● **Task instructions**:
Whatever the records say, give every one of them again exactly.

[Records contained in a dataset]
══════

Issue #5796, opened 2025-09-02
forceVersion not working as expected


arminsumo:
simple reproduction:
```scala
object MyModule extends ScalaModule {
  def scalaVersion = "2.12.20"
  def javacOptions = Seq("-source", "17", "-target", "17")
  override def mvnDeps: T[Seq[Dep]] = super.mvnDeps() ++ Seq(
    mvn"org.apache.lucene:lucene-analyzers-common:4.6.1",
    mvn"org.apache.lucene:lucene-core:4.6.0".forceVersion()
  )
}
```

**Expected behavior:** `lucene-core` should resolve to version 4.6.0 due to `.forceVersion()`

**Actual behavior:** `lucene-core` resolves to 4.6.1 instead of 4.6.0

```bash
./mill show MyModule.resolvedMvnDeps | grep lucene
  "qref:v1:20b97b2d:/Users/xxx/Library/Caches/Coursier/v1/https/repo1.maven.org/maven2/org/apache/lucene/lucene-analyzers-common/4.6.1/lucene-analyzers-common-4.6.1.jar",
  "qref:v1:6c091d8a:/Users/xxx/Library/Caches/Coursier/v1/https/repo1.maven.org/maven2/org/apache/lucene/lucene-core/4.6.1/lucene-core-4.6.1.jar"
```

**Workaround:** Using exclude works as expected:
```scala
mvn"org.apache.lucene:lucene-analyzers-common:4.6.1".exclude("org.apache.lucene" -> "lucene-core")
```

The issue appears to be that `.forceVersion()` doesn't override transitive dependencies brought in by other explicitly declared dependencies.

lihaoyi:
CC @alexarchambault who's the expert on Coursier

PR #5813, opened 2025-09-04
Fix forced versions

alexarchambault:
This fixes https://github.com/com-lihaoyi/mill/issues/5796 (forced versions not enforced) by taking them into account in `JavaModule#coursierDependency`, so that they're being enforced during dependency resolution, and are taken into account in other modules if needed.

In order to get forced versions from `mvnDeps`, `JavaModule#coursierDependency` needs to be a task. So in more detail, the current `coursierDependency` is deprecated, and a new `coursierDependencyTask` is used instead.

### DIFF
--- a/libs/javalib/src/mill/javalib/JavaModule.scala
+++ b/libs/javalib/src/mill/javalib/JavaModule.scala
@@ -478,9 +478,11 @@ trait JavaModule
   /**
    * The `coursier.Dependency` to use to refer to this module
    */
+  @deprecated("Use coursierDependencyTask instead", "Mill > 1.0.4")
   def coursierDependency: cs.Dependency =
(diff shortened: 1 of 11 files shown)


libs/javalib/src/mill/javalib/JavaModule.scala
```diff
@@ -478,9 +478,11 @@ trait JavaModule
   /**
    * The `coursier.Dependency` to use to refer to this module
    */
+  @deprecated("Use coursierDependencyTask instead", "Mill > 1.0.4")
```
lefou: `main` branch targets 1.1.0

```suggestion
  @deprecated("Use coursierDependencyTask instead", "Mill 1.1.0")
```

lihaoyi (approved):

Issue #5812, opened 2025-09-04
Improve documentation for Task.Anon (or improve its functionality)


arminsumo:
Current documentation: https://mill-build.org/mill/fundamentals/tasks.html#_anonymous_tasks

***
You can define anonymous tasks using the Task.Anon {...​} syntax. These are not runnable from the command-line, but can be used to share common code you find yourself repeating in Tasks and Commands.

Anonymous task’s output does not need to be JSON-serializable, their output is not cached, and they can be defined with or without arguments. Unlike [Tasks](https://mill-build.org/mill/fundamentals/tasks.html#_tasks) or [Commands](https://mill-build.org/mill/fundamentals/tasks.html#_commands), anonymous tasks can be defined anywhere and passed around any way you want, until you finally make use of them within a downstream task or command.
***

From this description, it is not clear why this does not work
```scala
  def taskA = Task {
    val a = 1+2
    taskB(a)() // instead, doing taskB(1+2)() does work. taskB(taskC())() also does not work.
  }

  def taskB(n: Int) = Task.Anon {
    println(Task.dest) // prints taskA.dest as expected, if there is no compilation error
    println(n)
  }

  def taskC = Task{
    1 + 2
  }
```
results in error
`Task#apply() call cannot use `val a` defined within the Task{...} block`

It seems like this limitation somehow defeats the purpose of Anonymous tasks as helper functions for reusable pieces of code, as it's too limiting to not use any locally defined variables. This leads to a lot of code duplication, because there doesn't seem to be a good way to split a `Task` into smaller pieces. It would be great if Anon task can be updated to reflect this, and also to document what the best practices are for splitting Tasks up into smaller ones when the logic is not trivial.

lefou:
In your example, in `taskA` you create an instance of `taskB` which depends on `a`. This value is only defined inside the task, so it's only known at evaluation time.  But for evaluation, all tasks need already be defined. One way to fix it is to move the definition of value `a` out of the Task body. 

```scala
  def taskA = {
    val a = 1+2
    Task {
      taskB(a)() // instead, doing taskB(1+2)() does work. taskB(taskC())() also does not work.
    }
  }

  def taskB(n: Int) = Task.Anon {
    println(Task.dest) // prints taskA.dest as expected, if there is no compilation error
    println(n)
  }

  def taskC = Task{
    1 + 2
  }
```

lefou:
Another way to fix this is to make the parameter of `taskB` itself a task.

[...]

PR #5816, opened 2025-09-05
document-more-complex-task-usecases

arminsumo:
Please open all PRs as drafts and ensure that your fork of Mill has 
`settings/actions` / `Allow all actions and reusable workflows` enabled to run CI on
your own fork of the Mill repo. Only once CI passes mark the PR as `Ready for review`
and CI will run on the main Mill repo before we merge it.


arminsumo:
I also discovered a potential bug during this. If that is actually intended behavior, I can include it in the documentation
https://github.com/com-lihaoyi/mill/issues/5812#issuecomment-3260302233

example/fundamentals/tasks/3-anonymous-tasks/build.mill
```diff
@@ -23,6 +23,9 @@ def printFileData(fileName: String) = Task.Command {
 // anywhere and passed around any way you want, until you finally make use of them
 // within a downstream task or command.
 //
+// Anonymous tasks work well when parameters are known at task definition time. Dynamically
+// generated inputs can not be used with Anonymous Tasks, as this would break caching.
```
lefou: "as this would break caching." is wrong. It's not about caching, but definition/dependency order.

Since we need to know the parameters before creating the task, but the tasks need to be created before we can start evaluation, we have a classic hen-or-egg problem.

lefou: There are three strategies to resolve this:

* define the values outside of a task, so Mill knows how to create the anonymous tasks before evaluation starts
* put the value itself into a task, so it can be properly ordered to be evaluated before it's dependencies
* Make it not a task but a normal `def`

══════

● **Expected answer**:
Issue #5796, opened 2025-09-02
forceVersion not working as expected


arminsumo:
simple reproduction:
```scala
object MyModule extends ScalaModule {
  def scalaVersion = "2.12.20"
  def javacOptions = Seq("-source", "17", "-target", "17")
  override def mvnDeps: T[Seq[Dep]] = super.mvnDeps() ++ Seq(
    mvn"org.apache.lucene:lucene-analyzers-common:4.6.1",
    mvn"org.apache.lucene:lucene-core:4.6.0".forceVersion()
  )
}
```

**Expected behavior:** `lucene-core` should resolve to version 4.6.0 due to `.forceVersion()`

**Actual behavior:** `lucene-core` resolves to 4.6.1 instead of 4.6.0

```bash
./mill show MyModule.resolvedMvnDeps | grep lucene
  "qref:v1:20b97b2d:/Users/xxx/Library/Caches/Coursier/v1/https/repo1.maven.org/maven2/org/apache/lucene/lucene-analyzers-common/4.6.1/lucene-analyzers-common-4.6.1.jar",
  "qref:v1:6c091d8a:/Users/xxx/Library/Caches/Coursier/v1/https/repo1.maven.org/maven2/org/apache/lucene/lucene-core/4.6.1/lucene-core-4.6.1.jar"
```

**Workaround:** Using exclude works as expected:
```scala
mvn"org.apache.lucene:lucene-analyzers-common:4.6.1".exclude("org.apache.lucene" -> "lucene-core")
```

The issue appears to be that `.forceVersion()` doesn't override transitive dependencies brought in by other explicitly declared dependencies.

lihaoyi:
CC @alexarchambault who's the expert on Coursier

PR #5813, opened 2025-09-04
Fix forced versions

alexarchambault:
This fixes https://github.com/com-lihaoyi/mill/issues/5796 (forced versions not enforced) by taking them into account in `JavaModule#coursierDependency`, so that they're being enforced during dependency resolution, and are taken into account in other modules if needed.

In order to get forced versions from `mvnDeps`, `JavaModule#coursierDependency` needs to be a task. So in more detail, the current `coursierDependency` is deprecated, and a new `coursierDependencyTask` is used instead.

### DIFF
--- a/libs/javalib/src/mill/javalib/JavaModule.scala
+++ b/libs/javalib/src/mill/javalib/JavaModule.scala
@@ -478,9 +478,11 @@ trait JavaModule
   /**
    * The `coursier.Dependency` to use to refer to this module
    */
+  @deprecated("Use coursierDependencyTask instead", "Mill > 1.0.4")
   def coursierDependency: cs.Dependency =
(diff shortened: 1 of 11 files shown)


libs/javalib/src/mill/javalib/JavaModule.scala
```diff
@@ -478,9 +478,11 @@ trait JavaModule
   /**
    * The `coursier.Dependency` to use to refer to this module
    */
+  @deprecated("Use coursierDependencyTask instead", "Mill > 1.0.4")
```
lefou: `main` branch targets 1.1.0

```suggestion
  @deprecated("Use coursierDependencyTask instead", "Mill 1.1.0")
```

lihaoyi (approved):

Issue #5812, opened 2025-09-04
Improve documentation for Task.Anon (or improve its functionality)


arminsumo:
Current documentation: https://mill-build.org/mill/fundamentals/tasks.html#_anonymous_tasks

***
You can define anonymous tasks using the Task.Anon {...​} syntax. These are not runnable from the command-line, but can be used to share common code you find yourself repeating in Tasks and Commands.

Anonymous task’s output does not need to be JSON-serializable, their output is not cached, and they can be defined with or without arguments. Unlike [Tasks](https://mill-build.org/mill/fundamentals/tasks.html#_tasks) or [Commands](https://mill-build.org/mill/fundamentals/tasks.html#_commands), anonymous tasks can be defined anywhere and passed around any way you want, until you finally make use of them within a downstream task or command.
***

From this description, it is not clear why this does not work
```scala
  def taskA = Task {
    val a = 1+2
    taskB(a)() // instead, doing taskB(1+2)() does work. taskB(taskC())() also does not work.
  }

  def taskB(n: Int) = Task.Anon {
    println(Task.dest) // prints taskA.dest as expected, if there is no compilation error
    println(n)
  }

  def taskC = Task{
    1 + 2
  }
```
results in error
`Task#apply() call cannot use `val a` defined within the Task{...} block`

It seems like this limitation somehow defeats the purpose of Anonymous tasks as helper functions for reusable pieces of code, as it's too limiting to not use any locally defined variables. This leads to a lot of code duplication, because there doesn't seem to be a good way to split a `Task` into smaller pieces. It would be great if Anon task can be updated to reflect this, and also to document what the best practices are for splitting Tasks up into smaller ones when the logic is not trivial.

lefou:
In your example, in `taskA` you create an instance of `taskB` which depends on `a`. This value is only defined inside the task, so it's only known at evaluation time.  But for evaluation, all tasks need already be defined. One way to fix it is to move the definition of value `a` out of the Task body. 

```scala
  def taskA = {
    val a = 1+2
    Task {
      taskB(a)() // instead, doing taskB(1+2)() does work. taskB(taskC())() also does not work.
    }
  }

  def taskB(n: Int) = Task.Anon {
    println(Task.dest) // prints taskA.dest as expected, if there is no compilation error
    println(n)
  }

  def taskC = Task{
    1 + 2
  }
```

lefou:
Another way to fix this is to make the parameter of `taskB` itself a task.

[...]

PR #5816, opened 2025-09-05
document-more-complex-task-usecases

arminsumo:
Please open all PRs as drafts and ensure that your fork of Mill has 
`settings/actions` / `Allow all actions and reusable workflows` enabled to run CI on
your own fork of the Mill repo. Only once CI passes mark the PR as `Ready for review`
and CI will run on the main Mill repo before we merge it.


arminsumo:
I also discovered a potential bug during this. If that is actually intended behavior, I can include it in the documentation
https://github.com/com-lihaoyi/mill/issues/5812#issuecomment-3260302233

example/fundamentals/tasks/3-anonymous-tasks/build.mill
```diff
@@ -23,6 +23,9 @@ def printFileData(fileName: String) = Task.Command {
 // anywhere and passed around any way you want, until you finally make use of them
 // within a downstream task or command.
 //
+// Anonymous tasks work well when parameters are known at task definition time. Dynamically
+// generated inputs can not be used with Anonymous Tasks, as this would break caching.
```
lefou: "as this would break caching." is wrong. It's not about caching, but definition/dependency order.

Since we need to know the parameters before creating the task, but the tasks need to be created before we can start evaluation, we have a classic hen-or-egg problem.

lefou: There are three strategies to resolve this:

* define the values outside of a task, so Mill knows how to create the anonymous tasks before evaluation starts
* put the value itself into a task, so it can be properly ordered to be evaluated before it's dependencies
* Make it not a task but a normal `def`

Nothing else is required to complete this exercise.